You know, back when Ed was first airing, I wanted to live in Stuckeyville. It seemed to me that Stuckeyville was just what I wanted in a town: A nice main drag, a bowling alley, a park in the middle, nice neighbors. A pie shop, a bar. What a great place to live! Where could that be, I wondered? Not L.A., certainly, and not New York, because the color of the air was all wrong. Some place in Ohio or Illinois, I figured, just where the fictional Stuckeyville was set.

Then I found out Ed was filmed in my home state of New Jersey. Holy crap!

You know that shot in the opening credits sequence, the one where Ed is pulling into Stuckeyville and the camera cranes up and up, looking down this beautiful perfect American main street? That's Westfield, New Jersey, and about five inches to the right is Route 22, possibly one of the most congested highways in this great state -- and that's saying something. Houses in this wonderful slice of Americana, by the way, run easily up into the $2 million range. You can get a three-bedroom shack starting at $220,000. Ed's house, I find myself shouting at the TV, is probably over half a million bucks.

So it turns out I can't afford the American nirvana so effortlessly portrayed on Ed, at least not in this state.

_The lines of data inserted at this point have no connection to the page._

PR #7155, opened 2024-11-11
Remove old waitForTunnelUp function

Rawa:


albin-mullvad (commented):
> *[Reviewable](https://reviewable.io/reviews/mullvad/mullvadvpn-app/7155)* status: all files reviewed, 1 unresolved discussion (waiting on @Rawa)

___
*[`android/lib/talpid/src/main/kotlin/net/mullvad/talpid/TalpidVpnService.kt` line 141 at r1](https://reviewable.io/reviews/mullvad/mullvadvpn-app/7155#-OBPGP5TCpEG7A0kFSe-:-OBPGP5TCpEG7A0kFSe0:bjrlayv) ([raw file](https://github.com/mullvad/mullvadvpn-app/blob/82f31fb9a647e0736e3e999044126542a25654f2/android/lib/talpid/src/main/kotlin/net/mullvad/talpid/TalpidVpnService.kt#L141)):*
> ```Kotlin
>         val tunFd = vpnInterfaceFd.detachFd()
> 
>         waitForTunnelUp(tunFd, config.routes.any { route -> route.isIpv6 })
> ```

Were we able to find any historical reasons for adding this wait by looking in the git history? Would also be good to clarify in the git commit why we remove it as a future reference in case it causes any issues.



_Code quote:_
```Kotlin
waitForTunnelUp
```

MarkusPettersson98 (commented):
> *[Reviewable](https://reviewable.io/reviews/mullvad/mullvadvpn-app/7155)* status: all files reviewed, 1 unresolved discussion (waiting on @albin-mullvad)

___
*[`android/lib/talpid/src/main/kotlin/net/mullvad/talpid/TalpidVpnService.kt` line 141 at r1](https://reviewable.io/reviews/mullvad/mullvadvpn-app/7155#-OBPGP5TCpEG7A0kFSe-:-OBPOcWzBTKjVUOMV41L:b-269c8f) ([raw file](https://github.com/mullvad/mullvadvpn-app/blob/e914beb13e7099162ece01cd534bd7e4c89e91d5/android/lib/talpid/src/main/kotlin/net/mullvad/talpid/TalpidVpnService.kt#L141)):*

Were we able to find any historical reasons for adding this wait by looking in the git history? Would also be good to clarify in the git commit why we remove it as a future reference in case it causes any issues.
</blockquote></details>

:100:% agree that we should try to document why this was removed. Doing so in the commit message ought to be enough

Rawa (commented):
> *[Reviewable](https://reviewable.io/reviews/mullvad/mullvadvpn-app/7155)* status: 2 of 6 files reviewed, 1 unresolved discussion (waiting on @albin-mullvad and @pinkisemils)

___
*[`android/lib/talpid/src/main/kotlin/net/mullvad/talpid/TalpidVpnService.kt` line 141 at r1](https://reviewable.io/reviews/mullvad/mullvadvpn-app/7155#-OBPGP5TCpEG7A0kFSe-:-OBVlCUW7AX2645dVPYF:bdse425) ([raw file](https://github.com/mullvad/mullvadvpn-app/blob/e914beb13e7099162ece01cd534bd7e4c89e91d5/android/lib/talpid/src/main/kotlin/net/mullvad/talpid/TalpidVpnService.kt#L141)):*

:100:% agree that we should try to document why this was removed. Doing so in the commit message ought to be enough
</blockquote></details>

I've added some documentation, but I'll be putting this on hold for a bit since we want to consider doing this in the daemon instead. I talked with @pinkisemils whom proposed that we can setup a socket with `NETLINK_ROUTE` and then get events for when the routing tables changes. This would possible be faster than this implementation that uses `connectivityManager.registerDefaultNetworkCallback()`, which seem to take at least 50ms on a debug build.

Rawa:
Closing in wait for us to plan DROID-1610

Once I had the idea of performing an Ed pilgrimage, going to find Stuckeybowl (I got the street address from the Web) and visiting locations. A friend of ours, she knew a guy who drove a truck for the production company or whatever. I was going to pull some strings, find out when they'd be around, maybe try and catch up with the filming. Like that.

But then the show stopped being worth that kind of effort.

You know, I'm just a short distance away from being one of them loser fanboys.